Funda'nın aklındakiler…
... Geçen yıllarda.
İskelede, dün Yunan adası Kos'a gittik hayatım, Leros'a gittik hayatım, Patmos'a gittik hayatım, valla deniz mahsulleri çok ucuz hayatım.
Bir kalamar yedik, bir şöleeee kocaman balık yedik, mezeler falan, alkol dahil şu kadar euro ödedik.
Diye anlatIrlardI.
Çok sinirime giderdi bu insanlar.
Yahu ne mÜnasebet, bizim ülkemizde herşey var, denizi havası cennet.
Bu ne özenti.
Derdim.
Şimdi benim ülkem o kadar pahalı ki, akıl almaz paralar istiyorlar.
EH bana da diyecek tek cümle kalmadı.
Bana ne, nereye giderlerse gitsinler kıvamına geldim.
Ben ne o zaman, ne şimdi gitmem, deniz mahsulleri kovalama merakım yoktur.
EH.
Bu arada gittiğini anlatanların da nefesi kesildi ya.
Yunanistan'da üzerinde insan yaşayan 200’den fazla ada varmış.
Bu adaların müşteri kalitesi fiyatları farklı imiş.
Mesela.
Kos adası Kilyos,
Kalimnos adası Kaş,
Midilli adası Marmaris,
Fiaki adası Fethiye gibi imiş.
Yani Yunan adaları deyince çok büyük anlam, özenti halleri yüklemeyin derim.
Funda'nın aklındakiler...
.. Dolandırıcılık haberleri aldı başını gidiyor.
İstanbul'da böyle bir çete var.
Kendileri gibi suç makinasi Ayşe diye bir kadını buluyorlar.
Ayşe'nin 26 suçtan kaydı var.
Ayse'ye iş birliği teklif ediyorlar, kadına peruk takıyorlar, kuaföre götürüyorlar, makyaj yaptırıyorlar ve iş kadını D.K'ya benzetiyorlar.
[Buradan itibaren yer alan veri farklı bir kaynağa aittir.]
PR #1730, opened 2026-06-24
Keep StrBuilder.reverse from splitting surrogate pairs

alhudz:
`Repro:` `new StrBuilder("a" + "😀" + "b").reverse()` returns `b\uDE00\uD83Da` (a low surrogate ahead of its high surrogate), where `new StringBuilder(...).reverse()` returns `b😀a`.
`Cause:` `reverse()` swaps the buffer one `char` at a time, so every surrogate pair is left in low-high order and the supplementary code point becomes malformed UTF-16.
`Fix:` after the char swap, walk the buffer once and swap each adjacent low-high surrogate pair back to high-low, matching `StringBuilder`/`StringBuffer` which this class is documented to mimic. BMP text, lone surrogates and odd-length buffers are untouched.

### DIFF
--- a/src/main/java/org/apache/commons/lang3/text/StrBuilder.java
+++ b/src/main/java/org/apache/commons/lang3/text/StrBuilder.java
@@ -2758,10 +2758,25 @@ public class StrBuilder implements CharSequence, Appendable, Serializable, Build
 
         final int half = size / 2;
         final char[] buf = buffer;
+        boolean hasSurrogates = false;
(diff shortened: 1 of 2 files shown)


garydgregory:
Hello @alhudz , the CI is running... please port to Apache Commons Text as this class is deprecated here. TY!

alhudz:
Done — ported to Commons Text in apache/commons-text#756, same surrogate-pair restore on `TextStringBuilder.reverse`.

PR #1731, opened 2026-06-25
Keep WordUtils.wrap from splitting a surrogate pair

alhudz:
Repro: `WordUtils.wrap("a😀😀😀😀", 4, "\n", true)`, four `U+1F600` after a leading `a`.
Cause: with `wrapLongWords` set, a word longer than the column is hard-broken at the fixed char offset `wrapLength + offset` and the new-line is inserted there. When that offset lands between the high and low surrogate of a supplementary code point the pair is split, so a lossless wrap emits a lone high surrogate at the end of one line and a lone low surrogate at the start of the next.
Fix: nudge the break one char forward when it would land inside a pair, keeping the whole code point on the current line. BMP input and the delimiter-based wrap paths are unaffected.

### DIFF
--- a/src/main/java/org/apache/commons/lang3/text/WordUtils.java
+++ b/src/main/java/org/apache/commons/lang3/text/WordUtils.java
@@ -679,10 +679,14 @@ public class WordUtils {
                 offset = endOfWrapAt;
             } else // really long word or URL
             if (wrapLongWords) {
-                // wrap really long word one line at a time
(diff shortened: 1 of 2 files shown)


garydgregory:
Merged, TY @alhudz, please port to Apache Commons Text.

alhudz:
Ported in apache/commons-text#755 - same fix, the wrap test fails on the current Text tree without it.

PR #1732, opened 2026-06-25
Fix WordUtils.containsAllWords missing words across line breaks

alhudz:
1. `containsAllWords` builds the per-word regex `.*\b<word>\b.*` and runs it with `matches()`, but compiles it without `Pattern.DOTALL`, so `.` never matches a line terminator.
2. `matches()` has to consume the whole input, so a word sitting on a different line than the surrounding `.*` can reach is never found.

Repro: `WordUtils.containsAllWords("foo\nbar", "bar")`
Expected: `true` (`bar` is present as a whole word)
Actual: `false`
Fix: compile the pattern with `Pattern.DOTALL` so the leading and trailing `.*` span line breaks. The `\b` anchors are unchanged, so single-line results and the documented examples behave the same and no false positive is introduced.

The same regex is in `commons-text` `WordUtils.containsAllWords`.

### DIFF
--- a/src/main/java/org/apache/commons/lang3/text/WordUtils.java
+++ b/src/main/java/org/apache/commons/lang3/text/WordUtils.java
@@ -198,7 +198,7 @@ public class WordUtils {
             if (StringUtils.isBlank(w)) {
                 return false;
             }
-            final Pattern p = Pattern.compile(".*\\b" + Pattern.quote(w.toString()) + "\\b.*");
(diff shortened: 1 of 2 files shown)


garydgregory:
Hello @alhudz 
Please port to Apache Commons Text.
Thank you!

alhudz:
Ported in apache/commons-text#754 — same `Pattern.DOTALL` fix and a matching regression test.

PR #1735, opened 2026-06-29
Avoid building a Set on every StringUtils.indexOfAnyBut call

nishantmehta:
## Summary

`StringUtils.indexOfAnyBut(CharSequence, CharSequence)` — which backs `containsOnly` and is also called directly — collected the search characters into a `Set<Integer>` on **every call**:

```java
final Set<Integer> searchSetCodePoints =
    searchChars.codePoints().boxed().collect(Collectors.toSet());
```

allocating an `IntStream`, a boxed `Stream<Integer>`, the boxed `Integer` elements and a `HashSet` just to test membership while scanning the input.

This scans the search characters directly for each code point instead, matching the existing nested-scan approach already used by `containsAny`/`containsNone` in this same class. Iterating by code point preserves supplementary-character (surrogate-pair) correctness, so behavior is unchanged.

## Measurement

ThreadMXBean allocation driver, 300k warmed ops:

| call | before | after |
|------|--------|-------|
| `containsOnly("Hello, World!", ...)` | 744 B/op | 55 B/op (~4× faster) |
| `containsOnly(numeric25, digits)` | 744 B/op | 40 B/op (~3× faster) |

The residual ~40 B/op is the `char[]`/`CharBuffer` in the `String` overload.

## Testing

`StringUtilsTest`, `StringUtilsContainsTest` and `StringUtilsIndexOfTest` pass unchanged (266 tests).

## Notes

Like the sibling `containsAny`/`containsNone`, the direct scan is O(n·m); for the typical small `searchChars` it is both faster and allocation-free, and it is consistent with how those neighbours are already implemented.

### DIFF
--- a/src/main/java/org/apache/commons/lang3/StringUtils.java
+++ b/src/main/java/org/apache/commons/lang3/StringUtils.java
@@ -2926,17 +2926,34 @@ public class StringUtils {
         if (isEmpty(seq) || isEmpty(searchChars)) {
             return INDEX_NOT_FOUND;
         }
-        final Set<Integer> searchSetCodePoints = searchChars.codePoints()
-                .boxed().collect(Collectors.toSet());
         // advance character index from one interpreted codepoint to the next
         for (int curSeqCharIdx = 0; curSeqCharIdx < seq.length();) {
             final int curSeqCodePoint = Character.codePointAt(seq, curSeqCharIdx);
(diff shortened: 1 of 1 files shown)


garydgregory:
Closing. No one's asking for this. Fix bugs in Jira if want to help improve this things.

PR #1737, opened 2026-06-30
Fix Strings.CI.indexOf() returning out-of-range index for empty search

alhudz:
1. `CiStrings.indexOf` (the case-insensitive `Strings.CI.indexOf`) bails out only when `startPos > endLimit`, where `endLimit = str.length() - searchStr.length() + 1`.
2. For an empty search `endLimit` is `str.length() + 1`, so a `startPos` of exactly `str.length() + 1` slips past the guard and the empty-search branch returns `startPos` unchanged.

Repro: `Strings.CI.indexOf("abc", "", 4)`
Expected: `-1` (the class Javadoc documents out-of-range start positions as `-1`, e.g. `Strings.CI.indexOf("abc", "", 9) = -1`)
Actual: `4`, an index one past the end of a length-`3` string

The case-sensitive `CS.indexOf` delegates to `String.indexOf` and clamps, so only the hand-rolled `CI` implementation is affected. Changed the guard to `startPos >= endLimit`; `-1` is returned once `startPos` passes the last valid empty-match position (`str.length()`), and every documented example is unchanged.

---

### DIFF
--- a/src/main/java/org/apache/commons/lang3/Strings.java
+++ b/src/main/java/org/apache/commons/lang3/Strings.java
@@ -152,7 +152,7 @@ public abstract class Strings {
                 startPos = 0;
             }
             final int endLimit = str.length() - searchStr.length() + 1;
-            if (startPos > endLimit) {
+            if (startPos >= endLimit) {
                 return INDEX_NOT_FOUND;
             }
             if (searchStr.length() == 0) {
--- a/src/test/java/org/apache/commons/lang3/StringsTest.java
+++ b/src/test/java/org/apache/commons/lang3/StringsTest.java
@@ -67,13 +67,16 @@ class StringsTest extends AbstractLangTest {
     @Test
     void testCaseInsensitiveIndexOfEmptyOutOfRange() {
         // repro: returned 4 (past the end of a length-3 string) before the fix
-        assertEquals(-1, Strings.CI.indexOf("abc", "", 4));
+        final String emptySearch = StringUtils.EMPTY;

Ve sahte kimlik çıkarıyorlar.
Nasıl oluyorsa.
İş kadını D. K bankalar ile görüştük irtibat numarasını kapattıyorlar.
Ayse'yi bankaya götürüyorlar, D.K'nın hesabından para çektiriyorlar.
Bankadakiler bu kadını ve dolandırıcılığı fark etmiyorlar.
Çetesi Ayşe'ye 500 bin TL para çektiyorlar.
D.K.anlıyor ve polisi arıyor.
Polisler Ayşe' yi ve çete üyesi 5 kişiyi yakalıyor.
Akıl almaz hikaye değil mi, banka görevlilerinin bir kadını tanıyamamasi ve en önemlisi sahte kimlik anlaşılmaz mı?
Sanırsın ustaca tezgahlanmış soygunları anlatan Oceans filmi.